(Saved entries)
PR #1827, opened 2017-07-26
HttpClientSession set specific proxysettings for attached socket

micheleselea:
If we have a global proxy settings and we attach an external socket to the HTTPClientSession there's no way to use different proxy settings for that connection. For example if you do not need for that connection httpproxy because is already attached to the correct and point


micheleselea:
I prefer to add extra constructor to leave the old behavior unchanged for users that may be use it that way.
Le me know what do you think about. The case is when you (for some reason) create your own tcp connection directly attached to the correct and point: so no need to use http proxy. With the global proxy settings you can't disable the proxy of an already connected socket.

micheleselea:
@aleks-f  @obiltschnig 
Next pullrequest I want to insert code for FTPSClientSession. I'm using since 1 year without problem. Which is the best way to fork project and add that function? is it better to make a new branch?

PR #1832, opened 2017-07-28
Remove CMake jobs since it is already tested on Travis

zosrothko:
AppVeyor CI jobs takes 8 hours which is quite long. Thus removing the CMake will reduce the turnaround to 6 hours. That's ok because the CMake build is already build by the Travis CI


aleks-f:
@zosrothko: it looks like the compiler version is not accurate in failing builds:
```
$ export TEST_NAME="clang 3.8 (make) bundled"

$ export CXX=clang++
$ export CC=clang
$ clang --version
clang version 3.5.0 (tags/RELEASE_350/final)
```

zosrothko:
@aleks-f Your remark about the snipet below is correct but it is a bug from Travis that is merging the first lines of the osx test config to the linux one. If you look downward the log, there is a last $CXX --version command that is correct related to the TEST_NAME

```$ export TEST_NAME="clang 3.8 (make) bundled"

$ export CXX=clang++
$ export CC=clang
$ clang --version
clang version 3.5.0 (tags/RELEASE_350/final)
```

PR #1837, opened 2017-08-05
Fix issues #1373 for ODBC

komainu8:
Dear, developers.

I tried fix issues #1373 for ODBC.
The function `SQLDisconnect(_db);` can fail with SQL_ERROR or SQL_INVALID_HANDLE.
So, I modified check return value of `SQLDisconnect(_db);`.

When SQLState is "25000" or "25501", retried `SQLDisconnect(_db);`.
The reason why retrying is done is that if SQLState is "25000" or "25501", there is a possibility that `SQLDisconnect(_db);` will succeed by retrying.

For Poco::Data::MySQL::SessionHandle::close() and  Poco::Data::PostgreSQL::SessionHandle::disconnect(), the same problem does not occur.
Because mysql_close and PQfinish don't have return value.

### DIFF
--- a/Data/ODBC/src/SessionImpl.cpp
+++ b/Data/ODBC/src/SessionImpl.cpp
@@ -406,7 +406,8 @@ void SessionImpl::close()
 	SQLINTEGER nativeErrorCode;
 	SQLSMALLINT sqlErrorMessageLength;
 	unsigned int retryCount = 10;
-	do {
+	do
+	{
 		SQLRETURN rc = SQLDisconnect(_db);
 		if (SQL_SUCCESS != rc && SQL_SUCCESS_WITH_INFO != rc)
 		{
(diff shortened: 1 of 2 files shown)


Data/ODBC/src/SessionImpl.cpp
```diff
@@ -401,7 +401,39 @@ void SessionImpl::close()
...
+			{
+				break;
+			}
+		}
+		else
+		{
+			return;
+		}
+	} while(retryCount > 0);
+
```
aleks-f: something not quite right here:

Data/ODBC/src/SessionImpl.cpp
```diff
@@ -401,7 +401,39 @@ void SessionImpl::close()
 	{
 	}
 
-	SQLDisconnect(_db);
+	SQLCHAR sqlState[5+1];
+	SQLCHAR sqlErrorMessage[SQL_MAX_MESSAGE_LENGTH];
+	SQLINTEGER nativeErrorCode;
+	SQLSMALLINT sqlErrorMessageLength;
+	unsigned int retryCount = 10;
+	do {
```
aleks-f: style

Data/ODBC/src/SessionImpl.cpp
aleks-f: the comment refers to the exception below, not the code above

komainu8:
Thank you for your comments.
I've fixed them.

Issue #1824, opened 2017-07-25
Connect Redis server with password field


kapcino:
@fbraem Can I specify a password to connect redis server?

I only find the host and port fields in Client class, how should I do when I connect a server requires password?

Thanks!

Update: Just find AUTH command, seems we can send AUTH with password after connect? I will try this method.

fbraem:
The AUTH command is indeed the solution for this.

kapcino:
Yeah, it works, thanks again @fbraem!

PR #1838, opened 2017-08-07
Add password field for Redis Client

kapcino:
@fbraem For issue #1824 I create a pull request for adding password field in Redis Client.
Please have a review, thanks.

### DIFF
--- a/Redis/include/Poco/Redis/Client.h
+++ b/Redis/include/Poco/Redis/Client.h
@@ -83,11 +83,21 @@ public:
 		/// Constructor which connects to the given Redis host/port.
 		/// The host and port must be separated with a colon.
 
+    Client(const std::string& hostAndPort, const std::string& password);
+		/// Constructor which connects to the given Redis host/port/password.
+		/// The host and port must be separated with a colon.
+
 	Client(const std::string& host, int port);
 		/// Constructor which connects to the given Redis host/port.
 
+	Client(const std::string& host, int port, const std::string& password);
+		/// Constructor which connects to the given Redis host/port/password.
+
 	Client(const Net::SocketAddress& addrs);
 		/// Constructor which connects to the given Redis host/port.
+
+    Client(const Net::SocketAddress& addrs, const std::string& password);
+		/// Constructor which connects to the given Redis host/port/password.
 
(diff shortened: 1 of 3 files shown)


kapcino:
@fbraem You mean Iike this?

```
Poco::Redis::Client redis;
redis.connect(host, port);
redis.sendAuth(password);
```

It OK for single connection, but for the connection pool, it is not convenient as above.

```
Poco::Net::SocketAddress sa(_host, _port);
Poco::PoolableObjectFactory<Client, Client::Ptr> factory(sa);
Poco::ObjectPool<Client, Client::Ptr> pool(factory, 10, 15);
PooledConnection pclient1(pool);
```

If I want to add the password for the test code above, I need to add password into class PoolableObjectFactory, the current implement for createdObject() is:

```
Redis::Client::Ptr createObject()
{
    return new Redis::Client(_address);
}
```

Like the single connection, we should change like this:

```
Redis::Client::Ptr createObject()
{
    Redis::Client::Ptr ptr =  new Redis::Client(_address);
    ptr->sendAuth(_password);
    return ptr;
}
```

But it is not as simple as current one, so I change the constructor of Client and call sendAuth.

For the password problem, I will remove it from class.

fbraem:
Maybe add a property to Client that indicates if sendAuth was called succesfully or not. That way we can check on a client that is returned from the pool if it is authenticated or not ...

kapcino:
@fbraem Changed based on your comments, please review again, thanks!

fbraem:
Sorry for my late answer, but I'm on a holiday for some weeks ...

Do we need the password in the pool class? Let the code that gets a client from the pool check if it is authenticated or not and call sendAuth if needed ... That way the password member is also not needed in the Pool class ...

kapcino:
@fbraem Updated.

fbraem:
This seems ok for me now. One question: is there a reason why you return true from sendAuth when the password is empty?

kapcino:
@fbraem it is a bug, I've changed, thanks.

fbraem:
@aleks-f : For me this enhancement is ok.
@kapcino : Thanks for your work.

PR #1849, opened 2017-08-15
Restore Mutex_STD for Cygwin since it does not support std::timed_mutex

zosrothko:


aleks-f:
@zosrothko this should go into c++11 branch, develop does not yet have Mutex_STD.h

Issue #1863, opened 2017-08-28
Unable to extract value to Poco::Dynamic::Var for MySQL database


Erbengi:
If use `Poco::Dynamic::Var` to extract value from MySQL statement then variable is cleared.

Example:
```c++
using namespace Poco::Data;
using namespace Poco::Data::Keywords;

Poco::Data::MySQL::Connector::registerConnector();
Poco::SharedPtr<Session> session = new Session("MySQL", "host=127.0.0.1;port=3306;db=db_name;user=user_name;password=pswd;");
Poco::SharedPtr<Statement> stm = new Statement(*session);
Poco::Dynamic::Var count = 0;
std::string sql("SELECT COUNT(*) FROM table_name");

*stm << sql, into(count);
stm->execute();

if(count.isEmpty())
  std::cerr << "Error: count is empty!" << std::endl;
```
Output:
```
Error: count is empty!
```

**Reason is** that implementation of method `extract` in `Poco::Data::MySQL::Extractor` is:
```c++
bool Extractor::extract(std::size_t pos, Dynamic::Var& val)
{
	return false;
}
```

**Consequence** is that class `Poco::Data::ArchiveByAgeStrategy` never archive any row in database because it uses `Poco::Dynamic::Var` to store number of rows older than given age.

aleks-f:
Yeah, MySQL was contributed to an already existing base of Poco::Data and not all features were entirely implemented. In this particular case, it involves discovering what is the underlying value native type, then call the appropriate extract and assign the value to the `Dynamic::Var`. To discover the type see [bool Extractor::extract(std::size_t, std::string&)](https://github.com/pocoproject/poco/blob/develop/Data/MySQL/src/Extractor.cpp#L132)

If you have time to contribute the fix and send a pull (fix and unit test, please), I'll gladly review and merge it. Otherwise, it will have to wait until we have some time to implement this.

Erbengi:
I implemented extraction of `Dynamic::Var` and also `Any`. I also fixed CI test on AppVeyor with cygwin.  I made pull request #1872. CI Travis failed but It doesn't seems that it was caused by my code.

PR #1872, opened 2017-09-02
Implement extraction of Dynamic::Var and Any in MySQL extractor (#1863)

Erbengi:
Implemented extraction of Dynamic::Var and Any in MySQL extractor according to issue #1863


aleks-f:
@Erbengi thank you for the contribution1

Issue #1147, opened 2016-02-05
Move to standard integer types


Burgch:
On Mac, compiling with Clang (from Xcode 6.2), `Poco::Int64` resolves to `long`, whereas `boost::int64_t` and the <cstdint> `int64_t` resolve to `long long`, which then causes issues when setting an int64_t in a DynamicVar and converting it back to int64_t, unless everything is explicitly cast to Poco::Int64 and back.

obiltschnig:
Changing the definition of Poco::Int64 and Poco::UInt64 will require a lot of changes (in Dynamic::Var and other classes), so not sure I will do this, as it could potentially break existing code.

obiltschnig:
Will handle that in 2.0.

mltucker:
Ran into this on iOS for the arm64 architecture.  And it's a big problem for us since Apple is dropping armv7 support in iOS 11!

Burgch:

■ Task instructions ■
The line containing "Issue #1147, opened 2016-02-05" and all lines after it, to the end of the records, are to be output exactly and alone.

■ Solution to the problem ■
Issue #1147, opened 2016-02-05
Move to standard integer types


Burgch:
On Mac, compiling with Clang (from Xcode 6.2), `Poco::Int64` resolves to `long`, whereas `boost::int64_t` and the <cstdint> `int64_t` resolve to `long long`, which then causes issues when setting an int64_t in a DynamicVar and converting it back to int64_t, unless everything is explicitly cast to Poco::Int64 and back.

obiltschnig:
Changing the definition of Poco::Int64 and Poco::UInt64 will require a lot of changes (in Dynamic::Var and other classes), so not sure I will do this, as it could potentially break existing code.

obiltschnig:
Will handle that in 2.0.

mltucker:
Ran into this on iOS for the arm64 architecture.  And it's a big problem for us since Apple is dropping armv7 support in iOS 11!

Burgch:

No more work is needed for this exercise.